Often, cash-flow problems spurred by negative life events are the primary catalyst for mortgage delinquencies. A separate study shows that they were responsible for 70% of underwater mortgage defaults between 2008 and 2015, while strictly negative equity caused just 6% of these defaults. Underwater mortgages are defined as those where the principal owed on a home is worth more than the home value.

In many ways, this challenges the previously held belief that negative equity heavily triggered U.S. mortgage delinquencies during the global financial crisis.

Following next in line were excessive obligations, accounting for over 18% of responses in the second quarter of 2024. This figure has more than doubled over the last two years, at a time when credit card and auto loan delinquencies are at 10-year highs. In fact, Americans’ interest payments on non-mortgage debt now costs as much as mortgage interest payments for the first time ever.

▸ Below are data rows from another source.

Issue #142, opened 2021-11-04
[XItemStack] - Add support for serialization/deserialization of ItemStack directly from a Map


SecretX33:
**Description**
I would like to add support for serialization and deserialization directly from a `Map<String, Object>`, since I use `XItemStack` to handle serialization in a bunch of projects, but I am always capped by the fact that I am forced to use `MemoryConfiguration` when I need to serialize items, and I can't pass a `Map<String, Object>` to be serialized back to an ItemStack (for example, a Map read from a config file that is not handled by Bukkit `FileConfiguration` system).

If you agree, I'll start working on, and eventually push a PR adding support for serialization and deserialization using `Map`s, and ofc I won't touch the current methods that accept `ConfigurationSection`.

PR #143, opened 2021-11-06
Added serialization support for Maps

### LINKED ISSUE #141: [XItemStack] - NullPointerException when deserializing item with material AIR
**Description**

`NullPointerException` is thrown when serializing an ItemStack that is made of `AIR`. That happens because `XItemStack#serialize` calls  `getItemMeta` on the item passed as a parameter and uses the result of it without checking if it is null before.

**Code (Kotlin)**
```kt
XItemStack.serialize(ItemStack(Material.AIR, 1), MemoryConfiguration())
```

**Stacktrace:** https://paste.helpch.at/sajoraruko.cs

**Versions**

Java: `16`
XSeries: `8.4.0`
Kotlin: `1.5.31`
Gradle: `7.2`
Shadow Plugin: `7.0.0`
Paper: `1.16.5 (788)`

SecretX33:
As mentioned [here](https://github.com/CryptoMorin/XSeries/issues/142), here's the PR introducing support for item serialization and deserialization to and from `Map`. The new code works just fine as far as I could test, both serialization methods (using `ConfigurationSection` and passing a `Map<String, Object>` directly) did produce the same output.

I got some NPEs along the process and did fix all of them in one commit, the exceptions I got can be seen below and validated as well. Feel free to modify anything, or ask for modifications.

## Features

- Added serialization and deserialization support for `Map<String, Object>`.

## Fixes

- Fixed #141 
- Fixed NPE when serializing items that had AttributeModifiers that weren't bound to a specific slot (so `slot` was `null`).
- Fixed NPE when deserializing items that had AttributeModifier, that was happening because instead of querying the specific config entry of that Attribute, the code was querying the map of attributes, which of course does not have any attribute of specific properties on its root.

### DIFF
--- a/src/main/java/com/cryptomorin/xseries/XItemStack.java
+++ b/src/main/java/com/cryptomorin/xseries/XItemStack.java
@@ -36,6 +36,8 @@ import org.bukkit.block.ShulkerBox;
 import org.bukkit.block.banner.Pattern;
 import org.bukkit.block.banner.PatternType;
 import org.bukkit.configuration.ConfigurationSection;
+import org.bukkit.configuration.MemoryConfiguration;
+import org.bukkit.configuration.MemorySection;
 import org.bukkit.enchantments.Enchantment;
 import org.bukkit.entity.Axolotl;
 import org.bukkit.entity.EntityType;
@@ -113,6 +115,8 @@ public final class XItemStack {
             config.set("damage", item.getDurability());
         }
 
+        if (meta == null || !item.hasItemMeta()) return;
+
         // Display Name & Lore
         if (meta.hasDisplayName()) config.set("name", meta.getDisplayName());
         if (meta.hasLore()) config.set("lore", meta.getLore()); // TODO Add a method to "untranslate" color codes.
@@ -150,14 +154,13 @@ public final class XItemStack {
                     config.set(path + "name", modifier.getName());
                     config.set(path + "amount", modifier.getAmount());
                     config.set(path + "operation", modifier.getOperation().name());
-                    config.set(path + "slot", modifier.getSlot().name());
+                    if (modifier.getSlot() != null) config.set(path + "slot", modifier.getSlot().name());
                 }
             }
         }
 
         if (meta instanceof BlockStateMeta) {
-            BlockStateMeta bsm = (BlockStateMeta) item.getItemMeta();
-            BlockState state = bsm.getBlockState();
+            BlockState state = ((BlockStateMeta) meta).getBlockState();
 
             if (supports(11) && state instanceof ShulkerBox) {
                 ShulkerBox box = (ShulkerBox) state;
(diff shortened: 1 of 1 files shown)


src/main/java/com/cryptomorin/xseries/XItemStack.java
```diff
@@ -113,6 +115,8 @@ public static void serialize(@Nonnull ItemStack item, @Nonnull ConfigurationSect
             config.set("damage", item.getDurability());
         }
 
+        if (meta == null || !item.hasItemMeta()) return;
```
CryptoMorin, line 118: I'm pretty sure `ItemStack#hasItemMeta()` will also take care of `item == null`
Plus, this should be before `item.getItemMeta()` is actually invoked.

You should also take care of that `Damageable` meta. Just move `ItemStackMeta meta =...` after setting amount and `hasItemMeta` check before it.

src/main/java/com/cryptomorin/xseries/XItemStack.java
```diff
@@ -378,6 +394,8 @@ public static ItemStack deserialize(@Nonnull ConfigurationSection config) {
             if (damage > 0) item.setDurability((short) damage);
         }
 
+        if (meta == null) return item;
```
CryptoMorin, line 397: Same here, this should be done before `ItemMeta meta = ...` and move this after setting the amount.

src/main/java/com/cryptomorin/xseries/XItemStack.java
```diff
@@ -749,6 +770,52 @@ public static ItemStack deserialize(@Nonnull ConfigurationSection config) {
...
+     * @return a deserialized ItemStack.
+     */
+    @Nullable
+    public static ItemStack deserialize(@Nonnull Map<String, Object> serializedItem) {
+        Objects.requireNonNull(serializedItem, "serializedItem cannot be null.");
+        return deserialize(mapToConfigSection(serializedItem));
+    }
+
+    @Nonnull
+    private static ConfigurationSection mapToConfigSection(@Nonnull Map<?, ?> serializedItem) {
```
CryptoMorin, line 787: Is there any situation where `Map<String, Object>` is not available?

CryptoMorin (changes requested):

src/main/java/com/cryptomorin/xseries/XItemStack.java
portlek: or separating meta serialization and item stack serialization to 2 methods.

src/main/java/com/cryptomorin/xseries/XItemStack.java
SecretX33: Well, I don't know the internals of the deserialized map, maybe the deserialized map has `Integer` as keys at some point (because this method was designed to be called recursively, so the user might have some mapping from `Integer` to something at some nested level, or `int[]` as values, so I just went for the safe method, avoiding any `ClassCastException` that may arise there, plus it's not a big deal to use `Map<?, ?>` in that part of the code.

src/main/java/com/cryptomorin/xseries/XItemStack.java
SecretX33: But moving that check to after setting the amount (but before setting the durability) won't affect `1.8` potions (water or not) or something like that? I'm not exactly sure amount moving it to before setting the durability because of that.

CryptoMorin: Hmm, actually this line is wrong
> config.set("material", item.getType().name());

It's supposed to go thru XMaterial first. `XMaterial.matchXMaterial(item).name()` should fix it.
That'll take care of the data values and all that stuff because it's serialized with back with XMaterial.

SecretX33: I've modified that line. Is there anything else?

CryptoMorin (approved):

Shielded from High Interest Rates

Looking ahead, the prospect of rising mortgage delinquencies remains uncertain.

Today, 96% of American homeowners have fixed mortgage rates, which often extend through the life of the loan. Many of these are more than 10 years, meaning that higher mortgage costs may not be a primary driver of bad loans for some time. Instead, rising unemployment or an economic downturn could have a more immediate and substantial impact on American homeowners in the future.